For those unfamiliar with the book, Little Women tracks the coming-of-age tale of the March sisters, living in reduced circumstances with their kind and caring mother, Marmee, while their father fights in the Civil War. The oldest, Meg, dreams of love and the luxuries only she can remember from when the family had money; Jo, the tomboy, spends her nights writing stories and plays for her sisters to perform, and her days frolicking with the boy next door, Laurie; Beth, the quiet, kind musical genius, is the connecting thread that binds the sisters together; and deliciously catty (and perpetually misunderstood) Amy, the youngest, is the one everybody loves to hate.
Gerwig's is far from the first on-screen adaptation of Louisa May Alcott's classic 1898 novel.
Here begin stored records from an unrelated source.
PR #54610, opened 2026-06-29
fix(cli): detect basic plugin disabled when dashboard auth configured (#54489)

AlexFucuson9:
## Problem

When `basic` is in `plugins.disabled` but `dashboard.basic_auth` is configured, `hermes dashboard --host 0.0.0.0` fails with a generic "no auth providers registered" error. The root cause is that `hermes setup` (blank-slate mode) can add `basic` to `plugins.disabled`, silently breaking the password auth provider.

Users see:
```
Refusing to bind dashboard to 0.0.0.0 — the auth gate engages on non-loopback binds, but no auth providers are registered.
```

No hint that `plugins.disabled` is the cause.

## Fix

Two targeted changes in 2 files:

1. **`hermes_cli/web_server.py`**: When no auth providers are found on a non-loopback bind, check if `basic` is in `plugins.disabled` while `dashboard.basic_auth.username` is configured. If so, surface a specific diagnostic with actionable remediation:
   ```
   • basic: plugin is disabled in plugins.disabled but dashboard.basic_auth is configured.
     Fix: remove 'basic' from plugins.disabled in config.yaml (or run: hermes plugins enable basic)
   ```

2. **`hermes_cli/doctor.py`**: Add a check in the "Auth Providers" section that warns about this misconfiguration so users can detect it proactively via `hermes doctor`.

Fixes #54489

Issue #54489, opened 2026-06-28
hermes setup disables basic plugin → dashboard auth fails silently on non-loopback bind (v0.17.0)


JHuette:
### Bug Description

hermes setup adds the `basic` plugin to plugins.disabled. Afterwards, hermes dashboard --host 0.0.0.0 fails with "no auth providers registered" even though dashboard.basic_auth is correctly configured in config.yaml.

### Steps to Reproduce

1. Run: hermes setup (full wizard)
2. Configure dashboard.basic_auth in config.yaml (username + password_hash)
3. Run: hermes dashboard --host 0.0.0.0

### Expected Behavior

Dashboard starts with basic auth gate active.

### Actual Behavior

Refusing to bind dashboard to 0.0.0.0 — no auth providers are registered.
No hint that plugins.disabled is the cause.

### Affected Component

Configuration (config.yaml, .env, hermes setup)

### Debug Report

```shell
https://paste.rs/UqC6R
```

### Operating System

Ubuntu 26.04 LTS

### Hermes Version

0.17.0

### Additional Logs / Traceback (optional)

```shell
hermes doctor does not warn when dashboard.basic_auth is configured but the basic plugin is disabled.
Remove `basic` from plugins.disabled and add it to plugins.enabled in config.yaml.
```

### Are you willing to submit a PR for this?

- [ ] I'd like to fix this myself and submit a PR

hoekbrwr:
### Same symptom, additional root cause

We encountered this crash on a BigBear CasaOS Hermes container (v0.17.0) on ZimaOS. In our case the **basic plugin was NOT disabled** — it was correctly configured in `dashboard.basic_auth` with username + password_hash, and the plugin was in `plugins.enabled`.

The crash-loop was caused by a secondary bug: even with the basic plugin enabled, the middleware auth gate check `if len(providers) != 1` in `dashboard_auth/middleware.py` rejects binding to `0.0.0.0` because `BasicAuthProvider.start_login()` raises `NotImplementedError`, so the providers list is effectively empty at the gate-check point.

### Our working fix

Applied this patch to `dashboard_auth/middleware.py`:

```python
# Before:
if len(providers) != 1:

# After:
if len(providers) != 1 or any(getattr(p, "supports_password", False) for p in providers):
```

This allows binding to `0.0.0.0` when a password-based auth provider (like BasicAuthProvider) is present, even if its `start_login()` is a stub/NotImplemented.

### Repro steps

[...]

PR #98624, opened 2026-08-30
fix(dashboard): run plugin discovery before the auth gate

z10g:
## Problem

With `dashboard.basic_auth` correctly configured in `config.yaml` (and the bundled `basic` plugin enabled), `hermes dashboard --host 0.0.0.0` still refuses to start on v0.20.6 and current `main`:

```
Refusing to bind dashboard to 0.0.0.0 — the auth gate engages on non-loopback binds, but no auth providers are registered.
```

## Root cause

The gate in `start_server()` (`hermes_cli/web_server.py`) checks `list_providers()` and fails closed when it's empty. But auth providers register through the plugin hook (`ctx.register_dashboard_auth_provider`), which only runs during plugin discovery — and the dashboard startup path never triggers discovery before this check.

The only `discover_plugins()` calls in `web_server.py` live in request-time helpers (channels-page rendering, terminal-backend picker), so at gate-check time the provider registry is empty unless some unrelated import happened to trigger discovery as a side effect. Notably, the gate's own diagnostics import `plugins.dashboard_auth.nous` to read its `LAST_SKIP_REASON` — the plugin module is importable right there, but its `register()` hook never ran.

This is the "same symptom, additional root cause" case reported by @hoekbrwr in #54489 (plugin enabled + credentials configured, still refused), and is distinct from the `plugins.disabled` diagnostics proposed in #54610.

## Fix

Trigger `discover_plugins()` right before the provider check. It is idempotent (it joins any background discovery first), matching the existing idiom already used elsewhere in this file. The gate keeps failing closed when discovery registers no providers.

## Testing

- Added two regression tests in `tests/hermes_cli/test_dashboard_auth_gate.py`:
  - the gate runs discovery and proceeds when a provider registers during it;
  - the gate still fails closed when discovery runs but registers nothing.
- Verified end to end on device (Termux/aarch64, v0.20.6 + this patch): dashboard binds on `0.0.0.0:9119`, the login page serves, and password login via `POST /auth/password-login` succeeds with configured credentials.

### DIFF
--- a/hermes_cli/web_server.py
+++ b/hermes_cli/web_server.py
@@ -19526,6 +19526,17 @@ def start_server(
         # provider to be registered, else fail closed — there is no longer an
         # escape hatch that serves the dashboard without authentication.
         from hermes_cli.dashboard_auth import list_providers
+        # Plugin-registered auth providers (e.g. the bundled basic password
+        # provider) only register during plugin discovery, which this server
+        # process doesn't otherwise run before this gate — trigger it
+        # explicitly (idempotent) or a fully-configured provider stays
+        # invisible here and the gate fails closed.
+        try:
+            from hermes_cli.plugins import discover_plugins
+
+            discover_plugins()
+        except Exception:
+            _log.warning("plugin discovery before auth gate failed", exc_info=True)
         if not list_providers():
             # Surface the *specific* reason any bundled provider declined
             # to register (e.g. missing HERMES_DASHBOARD_OAUTH_CLIENT_ID).
--- a/tests/hermes_cli/test_dashboard_auth_gate.py
+++ b/tests/hermes_cli/test_dashboard_auth_gate.py
@@ -479,3 +479,78 @@ def test_should_require_dashboard_auth_truth_table(
     else:
         monkeypatch.setenv("HERMES_DASHBOARD_PUBLIC_URL", public_url)
     assert should_require_dashboard_auth(host) is expected
+
+
+# ---------------------------------------------------------------------------
+# Plugin discovery before the auth gate
+# ---------------------------------------------------------------------------
+
+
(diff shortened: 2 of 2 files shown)


Enough1122:

**Overall:** Fixes dashboard auth gate failing closed despite valid `dashboard.basic_auth` because plugin-registered providers weren't discovered before the gate.

**Correctness:**
- `hermes_cli/web_server.py:10-15` — calls `discover_plugins()` (idempotent) before `list_providers()`, wrapped in `try/except` with `warning` + `exc_info`. Ensures bundled `basic` password provider registers in server process that otherwise never runs discovery before gate.
- Test `test_start_server_auth_gate_runs_plugin_discovery` fakes `discover_plugins` to register `StubAuthProvider`, asserts `calls == [1]` and `auth_required == True` plus `uvicorn` host — proves discovery ran and gate satisfied.

**Non-blocking nit:**
- `discover_plugins()` may have side effects beyond auth providers; calling it earlier is safe due to idempotence claim, but verify it doesn't double-register other providers (should be guarded).

**Verdict:** LGTM.

z10g:
Thanks for the review! Re the non-blocking nit — double-registration is already guarded:

- `discover_and_load()` short-circuits under `_discovery_lock` when `self._discovered` is set (`plugins.py:4234`), so each plugin's `register()` runs at most once per process unless `force=True`. The flag is even set up front as a re-entrancy guard, since a plugin's own `register()` can transitively trigger discovery again (`plugins.py:4245-4250`); `force=True` goes through `unload()` so the ledger tears down prior state first.
- This matches existing upstream usage — `web_server.py` already calls `discover_plugins()` per request in the channels-page and terminal-backend helpers, which would have double-registered long ago if it weren't safe.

In fact, the film's Christmas release will coincide with the 25th anniversary of the celebrated 1994 film adaptation, which starred Winona Ryder as Jo, and Christian Bale as Laurie. Last May, breakout stars Maya Hawke and Kathryn Newton played Jo and Amy March in a critically acclaimed PBS mini-series.
Still, you can bet that this version of Little Women won't be quite like the ones that preceded it. In a June Vanity Fair spread, Gerwig teased how she found new ways to enhance aspects of the text that she found particularly meaningful. "Jo is a girl with a boy’s name, Laurie is a boy with a girl’s name,” she said. “In some ways they are each other’s twins.”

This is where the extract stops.